> _WHAT YOU WILL DO_:
Please report how many lines in the data below contain "winrm". Nothing besides the number should be written.

[Saved entries]
PR #3534, opened 2016-05-16
github.com/masterzen/winrm has changed interface in master branch

devopstaku:
The interface of winrm to get DefaultParameters has changed.
ref :https://github.com/masterzen/winrm/commit/fd2972cf6b1f5a74ef41955fb3b6b6e227df301c

We should replace "winrm.DefaultParameters()" with "winrm.DefaultParameters".

### DIFF
--- a/Godeps/Godeps.json
+++ b/Godeps/Godeps.json
@@ -333,7 +333,7 @@
 		},
 		{
 			"ImportPath": "github.com/masterzen/winrm/winrm",
-			"Rev": "54ea5d01478cfc2afccec1504bd0dfcd8c260cfa"
+			"Rev": "fd2972cf6b1f5a74ef41955fb3b6b6e227df301c"
 		},
 		{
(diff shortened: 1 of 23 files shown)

> _OUTPUT OF THE TASK_:
5